WORK INSTRUCTIONS:
Pull every line that includes the word "isRootLevelToggle" from the data.

DATA FOR PROCESSING:
=== Begin Enclosure ===
PR #2316, opened 2018-05-25
[NG] Set isRootLevelToggle to public

krotscheck:
When running a strict configuration of ngc (e.g. ng-packagr) against a library
which imports the ClrDropdownModule (e.g. ng-packagr), ngc errors out because
the dropdown's private property is used in the "host" component. Note that
even though the compiler appears to access clarity, the component isn't actually
bundled in the resulting output.

Signed-off-by: Michael Krotscheck <krotscheck@gmail.com>

### DIFF
--- a/src/clr-angular/popover/dropdown/dropdown-trigger.ts
+++ b/src/clr-angular/popover/dropdown/dropdown-trigger.ts
@@ -20,8 +20,7 @@ import {ClrDropdown} from "./dropdown";
     }
 })
 export class ClrDropdownTrigger {
-    /* tslint:disable-next-line:no-unused-variable */
-    private isRootLevelToggle: boolean = true;
+    public isRootLevelToggle: boolean = true;
 
     constructor(dropdown: ClrDropdown, private ifOpenService: IfOpenService) {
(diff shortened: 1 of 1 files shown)


hippee-lee:
@youdz  The `ks-app` uses `clr-dropdown` in a template and imports all of the pieces publicly declared by the Clarity API: `ClrDropdownTrigger` etc ... So I'm not sure why this wasn't caught. Need to look deeper and test this specific use case. 

We test buildin  the ks-app for production as most users will use clarity in a client app:  `ng build --prod`. Maybe re-packaging clarity with `ng-packgr` does something different with the installed Clarity codebase? I'm not sure with just a quick look at the ks-app. In this case, it seems like we are packaging Clarity and then _re-packaging_ it inside another module.

So to reproduce this I should set up ng-packgr for the `ks-app`  and use `ng-packgr` to publish it as if it is a library to be consumed in an app. Is this correct @krotscheck?

krotscheck:
@hippee-lee Yes, something like that. I've got an internal project if you'd like to take a look, just ping me on slack. From personal experience, it feels that the multi-configuration setup of ng-packagr is a bit more aggressive about its configuration checks.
=== End Enclosure ===
EXERCISE SOLUTION:
[NG] Set isRootLevelToggle to public
-    private isRootLevelToggle: boolean = true;
+    public isRootLevelToggle: boolean = true;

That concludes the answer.